* Work item *
Whenever a line in this data holds the word "intstr", report that line in full.
- - -
PR #94581, opened 2020-09-07
LockToDefault the ExternalPolicyForExternalIP feature gate

### LINKED ISSUE #94499: Feature gate ExternalPolicyForExternalIP is GA - when does it get removed?
When should it be removed?

@rikatz 

/sig network
/kind cleanup

knabben:
**What type of PR is this?**

/kind cleanup

Lock ExternalPolicyForExternalIP to default and remove the related code, it will be removed in 1.22.

Fixes https://github.com/kubernetes/kubernetes/issues/94499

```release-note
Lock ExternalPolicyForExternalIP to default, this feature gate will be removed in 1.22.
```

### DIFF
--- a/pkg/features/kube_features.go
+++ b/pkg/features/kube_features.go
@@ -734,7 +734,7 @@ var defaultKubernetesFeatureGates = map[featuregate.Feature]featuregate.FeatureS
 	ImmutableEphemeralVolumes:                      {Default: true, PreRelease: featuregate.Beta},
 	DefaultIngressClass:                            {Default: true, PreRelease: featuregate.GA, LockToDefault: true}, // remove in 1.20
 	HugePageStorageMediumSize:                      {Default: true, PreRelease: featuregate.Beta},
-	ExternalPolicyForExternalIP:                    {Default: true, PreRelease: featuregate.GA}, // remove in 1.20
+	ExternalPolicyForExternalIP:                    {Default: true, PreRelease: featuregate.GA, LockToDefault: true}, // remove in 1.22
 	AnyVolumeDataSource:                            {Default: false, PreRelease: featuregate.Alpha},
 	DefaultPodTopologySpread:                       {Default: false, PreRelease: featuregate.Alpha},
 	SetHostnameAsFQDN:                              {Default: false, PreRelease: featuregate.Alpha},
--- a/pkg/proxy/iptables/BUILD
+++ b/pkg/proxy/iptables/BUILD
@@ -39,7 +39,6 @@ go_test(
     srcs = ["proxier_test.go"],
     embed = [":go_default_library"],
     deps = [
-        "//pkg/features:go_default_library",
         "//pkg/proxy:go_default_library",
         "//pkg/proxy/healthcheck:go_default_library",
         "//pkg/proxy/util:go_default_library",
@@ -54,8 +53,6 @@ go_test(
         "//staging/src/k8s.io/apimachinery/pkg/apis/meta/v1:go_default_library",
         "//staging/src/k8s.io/apimachinery/pkg/types:go_default_library",
         "//staging/src/k8s.io/apimachinery/pkg/util/intstr:go_default_library",
-        "//staging/src/k8s.io/apiserver/pkg/util/feature:go_default_library",
-        "//staging/src/k8s.io/component-base/featuregate/testing:go_default_library",
         "//vendor/github.com/stretchr/testify/assert:go_default_library",
         "//vendor/k8s.io/klog/v2:go_default_library",
         "//vendor/k8s.io/utils/exec:go_default_library",
--- a/pkg/proxy/iptables/proxier.go
+++ b/pkg/proxy/iptables/proxier.go
@@ -1105,7 +1105,7 @@ func (proxier *Proxier) syncProxyRules() {
 
 				destChain := svcXlbChain
 				// We have to SNAT packets to external IPs if externalTrafficPolicy is cluster.
-				if !(utilfeature.DefaultFeatureGate.Enabled(features.ExternalPolicyForExternalIP) && svcInfo.OnlyNodeLocalEndpoints()) {
+				if !svcInfo.OnlyNodeLocalEndpoints() {
 					destChain = svcChain
 					writeLine(proxier.natRules, append(args, "-j", string(KubeMarkMasqChain))...)
 				}
--- a/pkg/proxy/iptables/proxier_test.go
+++ b/pkg/proxy/iptables/proxier_test.go
@@ -34,9 +34,6 @@ import (
 	metav1 "k8s.io/apimachinery/pkg/apis/meta/v1"
 	"k8s.io/apimachinery/pkg/types"
 	"k8s.io/apimachinery/pkg/util/intstr"
-	utilfeature "k8s.io/apiserver/pkg/util/feature"
-	featuregatetesting "k8s.io/component-base/featuregate/testing"
-	"k8s.io/kubernetes/pkg/features"
 	"k8s.io/kubernetes/pkg/proxy"
 	"k8s.io/kubernetes/pkg/proxy/healthcheck"
 	utilproxy "k8s.io/kubernetes/pkg/proxy/util"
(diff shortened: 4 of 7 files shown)


rikatz:
@knabben Thank you!

As you may have noticed, one test is failing because of inconsistencies with bazel. 

This happens because some libraries has also been removed, so Bazel files needs to be re-created. 

Can you please run ./hack/update-bazel.sh to update the files and push the changes into another commit?

Also later I'll ask you to squash commits and rebase but right now, just update bazel files also and let's see if the tests passes. 

Thank you!

rikatz:
/lgtm
Thanks @knabben 


/assign @andrewsykim @freehan 
Folks, can you please take a look?

pkg/features/kube_features.go
```diff
@@ -738,7 +731,6 @@ var defaultKubernetesFeatureGates = map[featuregate.Feature]featuregate.FeatureS
 	ImmutableEphemeralVolumes:                      {Default: true, PreRelease: featuregate.Beta},
 	DefaultIngressClass:                            {Default: true, PreRelease: featuregate.GA, LockToDefault: true}, // remove in 1.20
 	HugePageStorageMediumSize:                      {Default: true, PreRelease: featuregate.Beta},
-	ExternalPolicyForExternalIP:                    {Default: true, PreRelease: featuregate.GA}, // remove in 1.20
```
andrewsykim, line 741: Based on https://kubernetes.io/docs/reference/using-api/deprecation-policy/#deprecation I think we need to set `LockToDefault` for 2 releases before we can remove it.

knabben: @andrewsykim thanks, rolling it back and setting the LockToDefault

rikatz:
@knabben as per Andrew last comment, and per feature lifecycle (https://kubernetes.io/docs/reference/using-api/deprecation-policy/#deprecation) please keep all the existing code into kube_features.go but change it to ``LockToDefault: true``.

The rest of the code (bazel, proxier_test.go, etc) can be safelly removed so the only needed changed here right now is the one in kube_features.go, maintaining the FeatureGate but removing any other code.

@thockin FYI, @liggitt  provided us a feedback in Slack about locking a feature gate to 'true' before finally removing it from the code, so the complete removal of the FeatureGate in kube_feature.go should be scheduled to milestone v1.22, sounds good?

We can keep the issue open so in v1.22 the feature can be completely removed following the deprecation lifecycle.

thockin:
Yeah, we need to get some clarity around lifecycle.  The code and docs are inconsistent.   :(

I suspect what we'll end up with is something like:

Feature goes GA:
- Gate set to GA, not locked
- Setting to non-default values is allowed but ignored (warning)

+ 1 release:
- Gate becomes locked
- Setting to non-default values is an error

+ 1 release:
- Gate is removed
- Setting to any value is an error
 

I will talk to Jordan again tomorrow.

knabben:
@thockin @liggitt any feedback on this? At this point (it wasn't set a LockToDefault but yet passed 2 releases) should we remove OR set LockToDefault and wait for more 2 releases?

liggitt:
> Setting to non-default values is allowed but ignored (warning)

I don't think we want that... that lets people upgrade an n-1 server where they overrode/disabled the feature to version n thinking they still have the feature off when in reality it is on.

That was the intent of [this language](https://kubernetes.io/docs/reference/using-api/deprecation-policy/#deprecation): 
> When an invocation tries to disable a non-operational feature gate, the call fails in order to avoid unsupported scenarios that might otherwise run silently.

rikatz:
Do we have any mechanism, when a FeatureGate is in GA but passed to the program to warn about its future deprecation/removal?

Shouldn't any GA FeatureGate still being used need to issue a Warning, and if it's already locked providing the additional message that it's configuration is going to be ignored?

liggitt:
> Do we have any mechanism, when a FeatureGate is in GA but passed to the program to warn about its future deprecation/removal?

Yes, setting a GA feature gate already prints a warning:

https://github.com/kubernetes/kubernetes/blob/323f34858de18b862d43c40b2cced65ad8e24052/staging/src/k8s.io/component-base/featuregate/feature_gate.go#L234-L235

rikatz:
Oh great, thank you @liggitt 

So maybe we can have a consensus here and for future cases like:

Moved to GA - will issue a warning. Feature needs to be scheduled to lock feature in +x releases

+x releases - GA + lock feature to default: all the code logic BUT the feature_gate.go code can be removed, will issue a warning or error (which one is best here? Probably a warning of deprecation and that the FeatureGate doesn't exists anymore)

+x+y releases - remove the feature_gate.go entry and this will issue an error, completing the fg deprecation lifecycle

Sounds good?

Particularly I think that x=2 and y=2 a too wide window, like we may take one year to fully remove a FG. But this is my opinion :)

liggitt:
> Moved to GA - will issue a warning. Feature needs to be scheduled to lock feature in +x releases

I think gates should lock to the default when they go GA. If we still need an escape hatch for people to disable it, that's probably a sign it either isn't actually GA-quality or needs a non-feature-gate mechanism to enable/disable ("Feature gates are intended to cover the development life cycle of a feature - they are not intended to be long-term APIs")

liggitt:
> I think gates should lock to the default and code checking the gate should be removed when they go GA.

This is on @thockin and my queue to hammer out… if this is where we end up, I'd envision spawning the following work items:
* audit of existing GA gates to verify conformance
* dev-facing docs describing this approach
* removal of the "LockToDefault" bit of GA implies locking to the default
* static analysis in presubmit to make sure nothing in-tree is still checking enablement of GA gates

rikatz:
> > Moved to GA - will issue a warning. Feature needs to be scheduled to lock feature in +x releases
> 
> I think gates should lock to the default and code checking the gate should be removed when they go GA. If we still need an escape hatch for people to disable it, that's probably a sign it either isn't actually GA-quality or needs a non-feature-gate mechanism to enable/disable ("Feature gates are intended to cover the development life cycle of a feature - they are not intended to be long-term APIs")

About this, my only concern is 'when a FeatureGate have it's default value changed, but not locked?'. My opinion in this is that once a FeatureGate is defaulted, every user get it working and this can raise some bugs/corner case that might need a fast action/workaround like 'disable this' while a patch isn't released.

OTOH I agree that a FeatureGate that turns into GA and have issues is a bug and needs a bugfix, and not a way to turn it off.

> audit of existing GA gates to verify conformance
About this, as suggested by @andrewsykim I've taken the question of 'how can we keep track of GA Feature Gates' and @johnbelamaric proposed that once a KEP is marked as Implemented, a new issue with the future milestone is going to be created in k/k repo for the owning SIG to mark/warn about the need of the FG removal from the code in the next milestone.

About the other items, don't know if I have competency to discuss about them :) But maybe this is a discussion we can move away of this PR :)

About the PR, my suggestion is that @knabben marks it as locked, remove all the logics from the code and we open a future issue to completely wipe it from the feature_gates.go code, wdyt?

liggitt:
> About this, my only concern is 'when a FeatureGate have it's default value changed, but not locked?'. My opinion in this is that once a FeatureGate is defaulted, every user get it working and this can raise some bugs/corner case that might need a fast action/workaround like 'disable this' while a patch isn't released.

That typically happens in the beta phase and spends at least a release enabled by default but still able to be disabled before graduating to GA and locking on.

> About the PR, my suggestion is that @knabben marks it as locked, remove all the logics from the code and we open a future issue to completely wipe it from the feature_gates.go code, wdyt?

That SGTM (include a comment beside the locked gate to indicate the issue and release to remove - probably 1.22)

andrewsykim (commented):
/approve
/lgtm

Thanks @knabben

andrewsykim:
/re-title LockToDefault the ExternalPolicyForExternalIP feature gate

andrewsykim:
/retitle LockToDefault the ExternalPolicyForExternalIP feature gate

andrewsykim:
/lgtm cancel

Can you update the commit message accordingly please?

andrewsykim:
/lgtm
/milestone v1.20 

Thanks!

rikatz:
/retest 
Maybe a flake? Doesn't seems related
- - -
* Output for this task *
         "//staging/src/k8s.io/apimachinery/pkg/util/intstr:go_default_library",
 	"k8s.io/apimachinery/pkg/util/intstr"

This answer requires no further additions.